A simple question that wasn’t easy to answer from the ground
People had thermometers for a long time, but for a while they couldn’t answer a basic question: how does temperature change as you go up? You can feel that a hilltop is cooler than a valley, but that doesn’t tell you what happens a few miles above your head. It also isn’t one single story in one place. It played out in different countries and flights, including the Paris ascents in the 1800s and the German balloon flights led by Arthur Berson around 1900. Balloons mattered because they could climb steadily through the air, carrying instruments that logged temperature as altitude changed. That’s the core mechanism: a moving vertical measurement, instead of a guess from the surface.
Why balloons were the first practical way to map the vertical air

A balloon doesn’t need forward motion to gain height. It can drift and still sample a column of air. That made it useful for early meteorology, long before aircraft could fly high and before remote sensing existed. Observers could bring up a thermometer and a pressure sensor, and use the pressure reading to estimate altitude. Each step upward came with a paired data point: pressure (height proxy) and temperature.
The overlooked detail is how hard “temperature” was to measure honestly in open air. A thermometer in sunlight reads hot even when the air is cold. So balloon experiments relied on shielding and ventilation. Some flights used sling or whirled thermometers to keep air moving past the bulb. Others put sensors in white-painted screens or aspirated housings. If the instrument sat too close to the balloon or the basket, it could pick up heat from fabric, ropes, or people. Early profiles were messy partly because the air was messy, and partly because the measurement was.

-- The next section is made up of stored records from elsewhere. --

PR #147, opened 2019-02-27
Don't hardcode eu-west-1

emileswarts:
The admin bucket is in London.
Also construct the s3 bucket fetcher correctly for the whitelist checker
use case


kjdchapman:
Without it hard-coded, what happens?

emileswarts:
@kjdchapman It blows up, region is required

kjdchapman:
I was confused because this PR is **Don't hardcode eu-west-1** and I'm pretty sure it... hardcodes eu-west-1? :sweat_smile:

PR #599, opened 2019-02-14
[Wasm] Fix rectangle clipping regression

jeromelaban:
## PR Type
- Bugfix

Rectangles are clipped incorrectly.

## What is the new behavior?
Inner rectange SVG is now clipped properly since #594, but the rectangle needs a larger clipping area. The clipping property is now applied properly, if there's one.

## PR Checklist

## Other information

### DIFF
--- a/src/Uno.UI/UI/Xaml/FrameworkElement.Layout.wasm.cs
+++ b/src/Uno.UI/UI/Xaml/FrameworkElement.Layout.wasm.cs
@@ -209,11 +209,23 @@ namespace Windows.UI.Xaml
 					throw new InvalidOperationException($"{this}: Invalid frame size {newRect}. No dimension should be NaN or negative value.");
 				}
 
-				// Disable clipping for Scrollviewer (edge seems to disable scrolling if 
-				// the clipping is enabled to the size of the scrollviewer, even if overflow-y is auto)
-				var clip = this is Controls.ScrollViewer ? (Rect?)null : new Rect(0, 0, newRect.Width, newRect.Height);
+				Rect? getClip()
+				{
+					// Disable clipping for Scrollviewer (edge seems to disable scrolling if 
+					// the clipping is enabled to the size of the scrollviewer, even if overflow-y is auto)
+					if(this is Controls.ScrollViewer)
+					{
+						return null;
+					}
+					else if(Clip != null)
+					{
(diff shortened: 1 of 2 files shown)


src/Uno.UI/UI/Xaml/FrameworkElement.Layout.wasm.cs
```diff
@@ -209,11 +209,23 @@ private void ArrangeNative(Point offset, Size oldRenderSize)
 					throw new InvalidOperationException($"{this}: Invalid frame size {newRect}. No dimension should be NaN or negative value.");
 				}
 
-				// Disable clipping for Scrollviewer (edge seems to disable scrolling if 
-				// the clipping is enabled to the size of the scrollviewer, even if overflow-y is auto)
-				var clip = this is Controls.ScrollViewer ? (Rect?)null : new Rect(0, 0, newRect.Width, newRect.Height);
+				Rect? getClip()
```
dr1rrb: Why do you create a delegate for that ?

carldebilly: ... more than a delegate: a _display class_ capturing `this`.

jeromelaban: It's not a delegate, it's a local function. But it's that or a triple-if with a local variable... I want C# expression pattern matching :(

dr1rrb: Yes you're right it's a local function ... which will be translated as a display class by the compiler, like if you have declared a delegate 🤓

When do we update to C# 8 ?

jeromelaban: Nope, it's not a like a delegate, there's no indirection, there's a display class, but that's it.

I wrote something like this originally:

```
var clip = this is Controls.ScrollViewer ? (Rect?)null : Clip != null ? Clip.Rect : new Rect(0, 0, newRect.Width, newRect.Height);
```

because having to write `Rect clip;` then a bunch of if else, is not particularly nice either...

dr1rrb: 👌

The first surprise: cooling doesn’t continue the same way forever
Near the surface, temperature usually drops with height. Balloon ascents confirmed that basic idea, but they also revealed that the rate of cooling changes. Sometimes it slowed. Sometimes it nearly stopped. Crews noticed layers where the air felt different and where haze or cloud decks formed sharp tops, hinting at a boundary. When temperature measurements came back, those boundaries often lined up with a shift in how quickly the air cooled.
One concrete situational example that shows up again and again in reports is a temperature inversion near the ground. A balloon leaving a calm morning field could pass through a thin layer where temperature rises with height instead of falling. That can happen when the ground cools overnight and chills the air right above it. The “layer” might be only a few hundred meters thick, so a mountain station could miss it, and a surface observer would just call it a cold morning. A balloon profile makes it visible because the sensor crosses the layer in minutes and keeps going.
Recording instruments made the layers hard to argue with
Human observers reading a thermometer in a swinging basket could only do so much. The big change came with self-recording instruments. By the late 1800s, unmanned “sounding balloons” carried barographs and thermographs that traced continuous lines on smoked paper or photographic media. That meant a full vertical curve instead of scattered readings. It also reduced the temptation to dismiss odd values as operator error, because the trace showed a pattern over time.
These records made “layered” behavior obvious. The curve could slope downward (cooling with height), then flatten, then slope again. It also exposed how variable the atmosphere is from day to day. Two flights launched from the same region could produce different shapes, especially if one passed through cloud and the other didn’t. Clouds matter because condensation releases heat, which can alter the temperature gradient. That’s easy to overlook if you only think of clouds as something you see, not something that changes the energy budget of the air you’re measuring.
The upper-air “pause” and the idea of separate atmospheric regions
By around the turn of the 20th century, high ascents began to show a striking feature: after a long stretch of cooling, temperature could stop falling and become nearly constant with height for a while. Some profiles even showed slight warming higher up. Flights associated with Arthur Berson’s work in Germany are often linked with these very high-altitude observations, and similar patterns were reported elsewhere as instruments improved. It wasn’t always clear at first whether this was physics or instrument bias, because extreme cold and low pressure are harsh conditions for sensors.
But as more traces accumulated, the pattern held often enough to change how people pictured the sky. Instead of a single continuous behavior from ground to “up there,” there seemed to be a lower region where temperature generally falls with height, and an upper region where it falls much less, or not at all, across a layer. The exact altitude of that transition varies with location, season, and weather, so early flights didn’t agree on a single number. What they did agree on was that the atmosphere has structure, and that structure shows up as temperature layers that a balloon can cross and record.